On the other hand, they write:
[S]enior government leaders should be held to the highest standards. The defendant’s extensive government service should have made him particularly aware of the harm caused by providing false information to the government, as well as the rules governing work performed on behalf of a foreign government.
There were three distinct areas he lied: His paid work for Russian state media, his lobbying work for Turkey (which may or may not have involved an unacceptable plan to kidnap the cleric and remove him to Turkey, bypassing the legal system)and his meetings with Russian diplomat Sergei Kisylak. The New York Times had this helpful graphic.

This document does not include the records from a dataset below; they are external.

Issue #1591, opened 2023-01-16
Deprecate `native_support_kwargs` param in load_file


pankajastro:
Since we have introduced load_options so should consider to Deprecate or for now at least add a warning for `load_file` param `native_support_kwargs ` 

https://github.com/astronomer/astro-sdk/blob/main/python-sdk/src/astro/sql/operators/load_file.py#L51

phanikumv:
Scheduled in 1.4.1

PR #1625, opened 2023-01-19
Add deprecation warning that native_support_kwargs in load file

sunank200:
# Description

Since we have introduced `load_options`  add a deprecation warning for `load_file` param `native_support_kwargs `

closes: #1591 

## What is the new behavior?

- Add deprecation warning that `load_options` will be replacing `native_support_kwargs` parameter
- Add the test for the same
- Changes in documentation is already part of last release: https://astro-sdk-python.readthedocs.io/en/stable/astro/sql/operators/load_file.html#loadoptions

No

### Checklist

### DIFF
--- a/python-sdk/src/astro/sql/operators/load_file.py
+++ b/python-sdk/src/astro/sql/operators/load_file.py
@@ -1,5 +1,6 @@
 from __future__ import annotations
 
+import warnings
 from typing import Any
 
 import pandas as pd
@@ -62,6 +63,13 @@ class LoadFileOperator(AstroSQLBaseOperator):
                 output_datasets=output_table,
             )
         )
+        if native_support_kwargs:
+            warnings.warn(
+                """`load_options` will be replacing `native_support_kwargs` parameter. Please use `load_options`
+                parameter instead. And, `native_support_kwargs` will be removed in astro-sdk-python>=1.5.0.""",
+                DeprecationWarning,
+                stacklevel=2,
+            )
         self.output_table = output_table
         self.input_file = input_file
         self.input_file.load_options = load_options
@@ -82,6 +90,7 @@ class LoadFileOperator(AstroSQLBaseOperator):
         """
         if self.input_file.conn_id:
             check_if_connection_exists(self.input_file.conn_id)
+
         # TODO: remove pushing to XCom once we update the airflow version.
         if self.output_table:
             context["ti"].xcom_push(key="output_table_conn_id", value=str(self.output_table.conn_id))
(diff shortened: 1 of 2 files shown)


python-sdk/tests/sql/operators/test_load_file.py
```diff
@@ -165,3 +165,42 @@ def test_tables_creation_if_they_dont_exist(database_table_fixture, if_exists):
 
     database_df = db.export_table_to_pandas_dataframe(test_table)
     assert database_df.shape == (3, 9)
+
+
+# TODO: Remove this test in astro-sdk 1.5.0
```
pankajastro, line 170: For this PR scope, we are adding a warning and in 1.5.0 we will deprecate it. But we will remove it later maybe in 2.0.0 so I think this test will require even after 1.5.0 WDYT?

sunank200: As it would be deprecated in 1.5.0. So any version above that would not require this warning or test. Isn't it?

pankajastro: Deprecation means they can still pass it and use it, they won't be able to pass if we will remove it.

python-sdk/src/astro/sql/operators/load_file.py
```diff
@@ -329,6 +338,14 @@ def load_file(
     # contain chars like - ?, * etc. Which are not acceptable as task id.
     task_id = task_id if task_id is not None else get_unique_task_id("load_file")
 
+    if native_support_kwargs:
+        warnings.warn(
+            """`load_options` will be replacing `native_support_kwargs` parameter. Please use `load_options`
+            parameter instead. And, `native_support_kwargs` will be removed in astro-sdk-python>=1.5.0.""",
```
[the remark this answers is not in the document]
sunank200: [Done](https://github.com/astronomer/astro-sdk/pull/1625/commits/0ce76808b52dd3d534fa8d9c89c90480ab552329)

python-sdk/src/astro/sql/operators/load_file.py
```diff
@@ -62,6 +63,13 @@ def __init__(
                 output_datasets=output_table,
             )
         )
+        if native_support_kwargs:
+            warnings.warn(
+                """`load_options` will be replacing `native_support_kwargs` parameter. Please use `load_options`
+                parameter instead. And, `native_support_kwargs` will be removed in astro-sdk-python>=1.5.0.""",
```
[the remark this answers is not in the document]
sunank200: [Done](https://github.com/astronomer/astro-sdk/pull/1625/commits/0ce76808b52dd3d534fa8d9c89c90480ab552329)

pankajastro (approved):
LGTM

pankajastro:
Merging it. CI fail is unrelated.

Issue #760, opened 2022-08-31
Support for Python 3.10 with Astro Python SDK


kaxil:
I think we do support Py 3.10 for Astro Python SDK -- but we should officially test it out and add a test in CI

pankajastro:
Look like currently we run tests in Python3.8 env only. I was thinking to enable test for other Python versions too but CI time will increase drastically.

pankajastro:
for now, as discussed we are putting this on hold cc: @phanikumv

pankajastro:
Since now we have some separation between unit and integration tests and units tests take relatively less time so I have started on it.  We will run unit tests for Python-{3.8,3.9,10}

PR #1629, opened 2023-01-19
Run unit tests for Python-3.10

pankajastro:
# Description
closes: https://github.com/astronomer/astro-sdk/issues/760

Currently, we run tests in CI for only Python-3.8

## What is the new behavior?
Run unit tests for `Python-{3.8,3.9,3.10}`

No

### Checklist

### DIFF
--- a/.github/workflows/ci-python-sdk.yaml
+++ b/.github/workflows/ci-python-sdk.yaml
@@ -229,7 +229,7 @@ jobs:
           key: ${{ runner.os }}-2.5-${{ hashFiles('python-sdk/pyproject.toml') }}-${{ hashFiles('python-sdk/src/astro/__init__.py') }}
       - run: sqlite3 /tmp/sqlite_default.db "VACUUM;"
       - run: pip3 install nox
-      - run: nox -s "test-3.8(airflow='2.5.0')" -- tests/ --cov=src --cov-report=xml --cov-branch
+      - run: nox -s "test(airflow='2.5.0')" -- tests/ --cov=src --cov-report=xml --cov-branch
       - name: Upload coverage
         uses: actions/upload-artifact@v2
         with:
--- a/.github/workflows/ci-python-sdk.yaml
+++ b/.github/workflows/ci-python-sdk.yaml
@@ -194,6 +194,9 @@ jobs:
       AZURE_WASB_CONN_STRING: ${{ secrets.AZURE_WASB_CONN_STRING }}
 
   Run-Unit-tests-Airflow-2-5:
+    strategy:
+      matrix:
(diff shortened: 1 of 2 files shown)


pankajkoti (commented):
Do we also need to run integration tests for Python 3.10 ? 
If yes, can we create a ticket for that? Otherwise the current ticket will get closed and we will miss running integrations tests for Python 3.10.

pankajastro:
> Do we also need to run integration tests for Python 3.10 ?
> If yes, can we create a ticket for that? Otherwise the current ticket will get closed and we will miss running integrations tests for Python 3.10.

I was anticipating that we will run unit tests only but @phanikumv @kaxil can add more to it.

kaxil (approved):

kaxil:
> > Do we also need to run integration tests for Python 3.10 ?
> > If yes, can we create a ticket for that? Otherwise the current ticket will get closed and we will miss running integrations tests for Python 3.10.
> 
> I was anticipating that we will run unit tests only but @phanikumv @kaxil can add more to it.

What I would like is to run longer term is:

1. Unit tests for multiple Python versions (3.8-3.10)
2. Full test suite (Unit + Integration) with the latest Airflow version (2.5 right now)
3. Selective Integration tests (just example DAGs) for the oldest Airflow version that is an LTS (2.2) from Astro Runtime perspective as described in https://docs.astronomer.io/astro/runtime-version-lifecycle-policy#long-term-support-lts-releases

pankajastro:
> > > Do we also need to run integration tests for Python 3.10 ?
> > > If yes, can we create a ticket for that? Otherwise the current ticket will get closed and we will miss running integrations tests for Python 3.10.
> > 
> > 
> > I was anticipating that we will run unit tests only but @phanikumv @kaxil can add more to it.
> 
> What I would like is to run longer term is:
> 
> 1. Unit tests for multiple Python versions (3.8-3.10)
> 2. Full test suite (Unit + Integration) with the latest Airflow version (2.5 right now)
> 3. Selective Integration tests (just example DAGs) for the oldest Airflow version that is an LTS (2.2) from Astro Runtime perspective as described in https://docs.astronomer.io/astro/runtime-version-lifecycle-policy#long-term-support-lts-releases

Ok, I have created https://github.com/astronomer/astro-sdk/issues/1632 to track it. It is easy to enable even integration tests for Python-{3.8,3.9,3.10} but I'm worried about a few flaky tests that would slow down development efficiency so I'll not enable them in this PR.

kaxil:
>It is easy to enable even integration tests for Python-{3.8,3.9,3.10}

No, we don't need to run all integration tests for all Python versions :)

Issue #1607, opened 2023-01-17
Add documentation for data validation


pankajastro:
@utkarsharma2  please add details

PR #1630, opened 2023-01-19
Fix for Check_Table operator

utkarsharma2:
# Description
Right now `check_table` operator is not able to process Xcom wrapped table object.

related: #1607 

## What is the new behavior?
Added a fix for the same.

Nope

### Checklist


dimberman (dismissed):

python-sdk/src/astro/sql/operators/data_validations/check_table.py
```diff
@@ -44,13 +44,17 @@ def __init__(
...
 
-        db = create_database(dataset.conn_id)
+        db = create_database(table.conn_id)
         super().__init__(
-            table=db.get_table_qualified_name(dataset),
+            table=db.get_table_qualified_name(table),
             checks=checks,
             partition_clause=partition_clause,
-            conn_id=dataset.conn_id,
+            conn_id=table.conn_id,
```
dimberman, line 57: @utkarsharma2 you shouldn't be creating databases in the init function of a class. This will run every single time that the airflow scheduler parses the DAG. You should override the execute function and add these elements before running "super.execute()".

dimberman (dismissed):

python-sdk/src/astro/sql/operators/data_validations/check_table.py
utkarsharma2: @dimberman I thought of doing that but then there was a risk since I'll be assuming the variable name used by the Parent operator like `self.table` and `self.conn_id` if the parent function changed in these variables it will cause a failure in check_table operator. 

Also, the query is generated in `__init__` of SQLTableCheckOperator. So we also have regenerate that in execute() of check_table().

utkarsharma2: Moved the logic to execute()

pankajastro (approved):
LGTM

PR #594, opened 2026-03-19
label guide: note the 'bot' self-label value

bnewbold:
This is sort of documenting a bsky-specific label in the context of the overall protocol, which isn't great. But this is a place devs will look for documentation, and I do expect/assume this would be a value others would use in other apps.


axfelix (approved):
Good catch, I think this is fairly innocuous in terms of BSky-centrism and pairs well with https://github.com/bluesky-social/atproto-website/pull/593

PR #616, opened 2026-04-12
updates to XRPC service auth spec (aud and iss fields)

bnewbold:
This PR corresponds to the "revised" proposal for XRPC service auth JWTs. AKA, the "single-string" syntax, not "separate fields" syntax.

This also clarifies that the `lxm` field is required for XRPC service auth (not optional). 

This PR does not include updates to the DID spec page to clarify the syntax for fragment syntax (for service endpoint identifiers, and public keys).

Note that this rolls up the `iss` change along with the `aud` change. We might switch and have `iss` be two-string format (with `kid` indicating the key identifier), or just not touch that in this iteration.


src/app/[locale]/specs/xrpc/en.mdx
```diff
@@ -123,6 +123,12 @@ The PDS acts as a generic proxy between clients and other atproto services. Clie
 
 The HTTP header is `atproto-proxy`, and the value is a DID (identifying a service), followed by a service endpoint identifier, joined by a `#` character. The PDS resolves the service DID, extracts a service endpoint URL from the DID document, and proxies the request on to the identified server.
 
+<Note>
+Until Spring 2026, the reference PDS implementation did not pass through the full service reference to the `aud` field of the JWT auth header when proxying requests. It would strip the service endpoint identifier, and only include the bare DID.
+
+This is in the process of being updated to include both the DID and service identifier fragment.
```
Comment (axfelix) [inline src/app/[locale]/specs/xrpc/en.mdx:130]: Should we implement this before merging so we aren't stuck with "in the process of being updated"? Otherwise this looks good.

src/app/[locale]/specs/xrpc/en.mdx
```diff
@@ -93,21 +93,22 @@ The JWT parameters are:
     - use `ES256K` for `k256` keys
     - use `ES256` for `p256` keys
 - `typ` header field (string, required): currently `JWT`, but intend to update to a more specific value.
-- `iss` body field (string, required): account DID that the request is being sent on behalf of. This may include a suffix service identifier; see below
-- `aud` body field (string, required): service DID associated with the service that the request is being sent to
+- `kid` header field (string, optional): issuer key identifier, used to specify which public key was used to sign the JWT. Corresponds to identifier fragment in DID document, specifying which "verification method" was used. This field should not include the DID or the hash separator (`#`). Defaults to `atproto`. Note that this field is in the (unsigned) JWT header, not the body. See below for semantics and verification guidance.
```
Comment (matthieusieben) [inline src/app/[locale]/specs/xrpc/en.mdx]: I would prefer to use the DID URL syntax here:

can be either:
 - relative (to issuer) `#my-key`
 - absolute `did:plc:123#my-key` (with a DID that MUST be equal to the issuer)

defaulting to `#atproto`.

If we don't want absolute DID-URLs, I would still keep the `#` prefix as it keeps the syntax more consistent with the DID spec. It also makes the syntax distinct from what is typically used in oauth land, which should help avoiding confusion as to where to find this key when encountering such tokens.

Comment (matthieusieben) [reply src/app/[locale]/specs/xrpc/en.mdx]:
```suggestion
- `kid` header field (string, optional): issuer key identifier, used to specify which public key was used to sign the JWT. Corresponds to identifier fragment in DID document, specifying which "verification method" was used. This field should not include the DID or the hash separator (`#`). Defaults to `atproto`. See below for semantics and verification guidance.
```

src/app/[locale]/specs/xrpc/en.mdx
```diff
@@ -93,21 +93,22 @@ The JWT parameters are:
...
+- `iss` body field (string, required): account DID ("issuer") that the request is being sent on behalf of.
+- `aud` body field (string, required): service DID associated with the service that the request is being sent to ("audience"). May include an optional fragment name identifying the specific service type and endpoint. See [DID syntax specification](/specs/did) for syntax details, and below for semantics. New software should always include the service fragment name when generating JWTs.
```
Comment (matthieusieben) [inline src/app/[locale]/specs/xrpc/en.mdx]:
```suggestion
- `aud` body field (string, required): service DID associated with the service that the request is being sent to ("audience"). Should include a fragment name identifying the specific service type and endpoint. New software should always include the service fragment name when generating JWTs. Legacy services may accept `aud` values without fragment. See [DID syntax specification](/specs/did) for syntax details, and below for semantics.
```

src/app/[locale]/specs/xrpc/en.mdx
```diff
@@ -93,21 +93,22 @@ The JWT parameters are:
...
 - JWT signature (string, required): base64url-encoded signature using the account DID's signing key.
 
-When the token is generated in the context of a specific service in the issuer's DID document, the issuer field may have the corresponding *service* identifier in the `iss` field, separated by a `#` character. For example, `did:web:label.example.com#atproto_labeler` for a labeler service. When this is included the appropriate signing key is determined based on a fixed mapping of service identifiers to key identifiers:
+The issuer field (`iss`) is the DID of the account sending the request. If an issuer key identifier (`kid`) field is provided, it indicates a specific public key from the account's DID document in the `verificationMethod` array, defaulting to `atproto`. Note that `iss` is a JWT body field, while `kid` is a JWT header field. Receiving services must only accept specific key types (verification method identifiers), to maintain security separation between registered keys. This usually means accepting only `atproto`, unless there is a specific application-specific or service-specific additional key type expected (eg, `atproto_label`).
```
Comment (matthieusieben) [inline src/app/[locale]/specs/xrpc/en.mdx]: Add something like:

> Recipients must always check that the key referenced by the `kid` (if present) matches a verification method identifier present in the DID Document of the issuer (`iss`).

src/app/[locale]/specs/xrpc/en.mdx
```diff
@@ -93,21 +93,22 @@ The JWT parameters are:
...
 - `exp` body field (number, required): token expiration time, as a UNIX timestamp with seconds precision. Should be a short time window, as revocation is not implemented. 60 seconds is a good token lifetime.
 - `iat` body field (number, required): token creation time, as a UNIX timestamp with seconds precision.
-- `lxm` body field (string, optional): short for "lexicon method". NSID syntax. Indicates the endpoint that this token authorizes. Servers must always validate this field if included, and should require it for security-sensitive operations. May become required in the future.
+- `lxm` body field (string, optional): short for "lexicon method". NSID syntax. Indicates the endpoint that this token authorizes. This field is required for all authenticated XRPC endpoint requests.
 - `jti` body field (string, required): unique random string nonce. May be used by receiving services to prevent reuse of token and replay attacks.
```
Comment (matthieusieben) [inline src/app/[locale]/specs/xrpc/en.mdx]:
```suggestion
- `jti` body field (string, required): unique random string nonce. Should be used by receiving services to prevent reuse of token and replay attacks.
```

matthieusieben (commented):
Looking good !

src/app/[locale]/specs/xrpc/en.mdx
Comment (bnewbold) [reply src/app/[locale]/specs/xrpc/en.mdx:130]: There is going to need to be a transition period between when we publish this update (and update our services/SDKs), and when everybody else in the ecosystem (eg, feed gens and appviews) do the updates on their end.

I'll lay this out in the (forthcoming) updated proposal.

src/app/[locale]/specs/xrpc/en.mdx
Comment (bnewbold) [reply src/app/[locale]/specs/xrpc/en.mdx]: I tweaked the paragraph a bit to make this clearer.

src/app/[locale]/specs/xrpc/en.mdx
Comment (bnewbold) [reply src/app/[locale]/specs/xrpc/en.mdx]: I'm against having the `iss` DID repeated in this field. It feels redundant/inefficient, and implementation complexity (another thing to verify).

I don't have super strong feelings about whether to include the `#`, but would lean towards not? If feels unexpected.

I might be open to other syntax to differentiate this field from other `kid` types? But keeping it simple and just being the identifier value feels like the best move.

Open to discussing further.

Comment (bnewbold) [reply src/app/[locale]/specs/xrpc/en.mdx]: we decided to go ahead with `#` prefix in the `kid` field, but not the full DID.

src/app/[locale]/specs/xrpc/en.mdx
Comment (bnewbold) [reply src/app/[locale]/specs/xrpc/en.mdx:130]: Here is that full proposal, including transition plan: https://github.com/bluesky-social/proposals/tree/main/0014-service-auth-revised

bnewbold:
Updated to clarify the `#` prefix syntax. From my perspective this is ready to merge now, but will wait for an explicit approval.

matthieusieben (approved):
Nice work @bnewbold ! This will finally allow us to `getServiceAuth` using OAuth credentials.

src/app/[locale]/specs/xrpc/en.mdx
Comment (mackuba) [reply src/app/[locale]/specs/xrpc/en.mdx:130]: I think the "Until Spring 2026, the reference PDS implementation did not pass through" part is slightly misleading, because AFAICT it still doesn't pass through?…

Comment (axfelix) [reply src/app/[locale]/specs/xrpc/en.mdx:130]: Fair observation, @bnewbold I think the "in the process of getting updated" is still not ideal language here

Comment (bnewbold) [reply src/app/[locale]/specs/xrpc/en.mdx:130]: could we move this to a dedicated issue? I have some thoughts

The Flynn sentencing memo certainly has a different tone than the memo the Government filed for George Papadopoulos, whose sentencing guideline range was also 0 to 6 months. Team Mueller asked for "some incarceration" for him and he got 14 days. (He whined all the way to the prison door,threatening to withdraw his plea, asking for delays, sending his wife to appear on Fox News to plead his case on TV).
It's not too often a U.S. general gets sentenced for committing a crime. The last one I remember is General Petraeus, who pleaded guilty to a misdemeanor count of unauthorized removal and retention of classified information and was sentenced to two years probation. He also lied about the disclosure when questioned by the DOD about it.
Mueller isn't saying exactly what Flynn did that was valuable, only that he may not be done investigating what Flynn told him.